Saluton!
You can use iterator style #pop.
Thanks. I was quite sure that such a possiblity did exist but simply
didn’t find it.
Net::POP.start(host, 110, user, pass) {|pop|
pop.each_mail do |msg|
$stderr.print 'reading a message: ’
read = 0
msg.pop do |chunk|
read += chunk.size
if (read * 100 / msg.size) >= 10
$stderr.print ‘.’
read = 0
end
end
$stderr.puts
# msg.delete
end
}
Question on delete (assuming it were not commented out):
I prefer the following approach:
begin
msg.pop do |chunk|
read += chunk.size
if (read * 100 / msg.size) >= 10
$stderr.print ‘.’
read = 0
end
end
$stderr.puts
rescue => e
puts “\n#{e}”
else
msg.delete
end
This makes explicit that no message is deleted unless fetching was
successful. I use the follwing routine to fetch a mesage from a POP
server and have procmail deliver it locally. When this has been added
to the released version of my ‘popclient.rb’ program I will
officially announce the program.
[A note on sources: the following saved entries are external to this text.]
PR #4921, opened 2026-04-10
Fixes #4920. Re-enter RunLoop when End is cancelled by IsRunningChanging

### LINKED ISSUE #4920: StopRequested not reset when IsRunningChanging cancels a stop, causing freeze/crash
## Summary

When `OnIsRunningChanging` (or an `IsRunningChanging` event handler) returns `true` to veto a stop, `StopRequested` is never reset and `ApplicationImpl.Run()` returns early - leaving the runnable with `IsRunning = true`, `StopRequested = true`, still on the `SessionStack`, but **no event loop running**. The app then freezes or crashes.

## Steps to Reproduce

Override `OnIsRunningChanging` in a `Dialog` subclass to show a confirmation `MessageBox` when stopping:

```csharp
protected override bool OnIsRunningChanging(bool oldIsRunning, bool newIsRunning)
{
    if (!newIsRunning)
    {
        int? choice = MessageBox.Query(App, \"Confirm\", \"Really close?\", \"Stay\", \"Leave\");
        if (choice == 0) return true; // veto the stop
    }
    return base.OnIsRunningChanging(oldIsRunning, newIsRunning);
}
```

Run the dialog, trigger a stop (Esc / Cancel button), then click **Stay**. The dialog freezes - it is no longer interactive.

## Root Cause

```
RequestStop(runnable)
  → runnable.StopRequested = true          // 1. StopRequested is set

RunLoop exits (StopRequested == true)       // 2. loop condition false

Run() finally block:
  End(token)
    → RaiseIsRunningChanging(true, false)
        → OnIsRunningChanging returns true  // 3. stop vetoed
    → End() returns early                  // 4. IsRunning stays true, StopRequested stays true

Run() returns to caller                    // 5. BUG: no loop running
```

After 5.: `IsRunning=true`, `StopRequested=true`, on `SessionStack`, no message loop → freeze/crash.

## Expected Behaviour

When `End()` is cancelled by an `IsRunningChanging` handler, `Run()` should re-enter `RunLoop` so the runnable stays interactive.

## Actual Behaviour

`Run()` returns to the caller, leaving the runnable in an irrecoverable inconsistent state.

## Workaround

Pre-validate before calling `RequestStop()` (as `Editor.cs` does in `CanCloseFile()`), avoiding the `OnIsRunningChanging` cancellation path entirely. This is not the advertised pattern for the API, however.

## Environment

- Terminal.Gui `develop` @ `d979cbd47`
- Affects any `Runnable` subclass that vetoes stopping via `OnIsRunningChanging` or the `IsRunningChanging` event

YourRobotOverlord:
Fixes #4920.

## Problem

See the linked issue. When `OnIsRunningChanging` (or an `IsRunningChanging` event handler) vetoes a stop, `ApplicationImpl.Run()` returned early leaving the runnable with `IsRunning=true`, `StopRequested=true`, and no event loop active — a freeze or crash.

## Fix

In `ApplicationImpl.Run()`, wrap the `RunLoop / End` block in a `while(true)` loop and only break when `End()` succeeds (i.e. `runnable.IsRunning == false`). When `End` is cancelled, reset `StopRequested=false` and re-enter `RunLoop`:

```csharp
// BEFORE
try
{
    RunLoop(runnable, errorHandler);
}
finally
{
    End(token);
}

// AFTER
while (true)
{
    try
    {
        RunLoop(runnable, errorHandler);
    }
    finally
    {
        End(token);
    }

    if (!runnable.IsRunning)
        break;

    // End was vetoed — reset StopRequested so RunLoop can re-enter correctly
    runnable.StopRequested = false;
}
```

## Why This Is Safe

| Scenario | Before | After |
|---|---|---|
| Normal stop | ✅ works | ✅ same — `IsRunning` becomes false after `End`, loop breaks |
| Exception in `RunLoop` | ✅ `End` runs in `finally`, exception propagates | ✅ same |
| Stop vetoed by `IsRunningChanging` | ❌ `Run()` returns early; runnable dead | ✅ `RunLoop` re-entered; runnable stays interactive |

## Changes

| File | Change |
|---|---|
| `Terminal.Gui/App/ApplicationImpl.Run.cs` | Wrap `try/finally` in `while(true)` loop |
| `Tests/UnitTestsParallelizable/Application/ApplicationImplTests.cs` | Regression test `Run_WhenStopCancelledByIsRunningChanging_RunLoopResumes` |
| `Examples/UICatalog/Scenarios/IsRunningChangingCancelDemo.cs` | New UICatalog scenario demonstrating the `OnIsRunningChanging` veto pattern |


Examples/UICatalog/Scenarios/IsRunningChangingCancelDemo.cs
```diff
@@ -0,0 +1,155 @@
+#nullable enable
+
```
tig: Given the great unit tests you provided, a new scenario is not needed. Please delete it.

tig (changes requested):
Lovely! See my request.

tig (approved):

Purpose of the program is:
By using procmail as an external MDA it is possible to make use of an
existing procmail configuration which may make use of a spamfilter
like spamassassin, deliver different types of messages to different
mailboxes, etc.
Deliver a message using procmail as MDA
def deliver(msg)
read = 0
bar = ‘|’
iter = 0
mail =
rubout = BS.chr * (kib(msg.size).to_s.length + 12)
begin
msg.all{ |chunk|
mail.push(chunk)
print rubout unless read == 0
read += chunk.size
print “#{pad(kib(read), kib(msg.size))} KiB fetched”
$stdout.flush
}
origin = mail.grep(/^Sender: /)
from = nil
if origin.empty?
origin = mail.grep(/^From: /)
unless origin.empty?
origin = RMail::Address.parse(origin[0].gsub(/^From: /, ‘’))[0]
from = origin.address unless origin.nil?
end
else
origin = RMail::Address.parse(origin[0].gsub(/^Sender: /, ‘’))[0]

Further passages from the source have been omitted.